General information
- Manufacturer: Blohm & Voss
- Designer: Richard Vogt
- Status: Design project

= Blohm & Voss P 204 =

The Blohm & Voss P 204 was one of several design studies by Blohm & Voss for asymmetric dive bombers during World War II. It was also unusual in having hybrid propulsion comprising both piston and jet engines.

==Design==
With the principle of asymmetric aircraft design proved in the BV 141, Chief Designer Richard Vogt sought to apply the principle to a replacement for the ageing Junkers Ju 87 Stuka or dive bomber and ground attack aircraft, producing a series of design proposals. The new jet engines had ground-breaking performance at high speeds, but performed worse than the long-established piston engines at low speeds and altitudes. The P 194 and later P 204 were attempts to gain the best of both worlds, by fitting both types of engine.

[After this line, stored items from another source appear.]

PR #7637, opened 2021-06-04
docs: add source generation to IDE instructions

vvcephei:
### Description 

Refine the IDE instructions based on feedback.

### Testing done 

1. Ran `./mvnw clean`, reproduced the problem with missing Lexer/Parser and KsqlVersionMetrics classes.
2. Ran the new commands, then verified I can build cleanly in IDEA.

### Reviewer checklist


guozhangwang (approved):
Verified locally that the added cmd `./mvnw --projects ksqldb-parser,ksqldb-version-metrics-client generate-sources` works on my IDEA.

The layout was generally similar to a conventional single-propeller aeroplane, with a nose-mounted BMW 801 radial engine driving the propeller and the pilot sitting just ahead of the main wing.

But the wing was given a longer span on the port (left hand) side, with room beneath it for a nacelle containing a BMW 003 turbojet.

The root of the tail fin extended forward, with the tail plane mounted on top of the extension, raising it above the jet exhaust. The main undercarriage retracted outward into the main wing, on the port side outboard of the engine nacelle. A retractable tailwheel was located in the extreme rear, beneath the rudder.

The fuselage had an internal bomb bay, or could carry a BV 246 glide bomb externally. Provision was also made for two nose-mounted guns firing through the propeller and two more wing-mounted guns.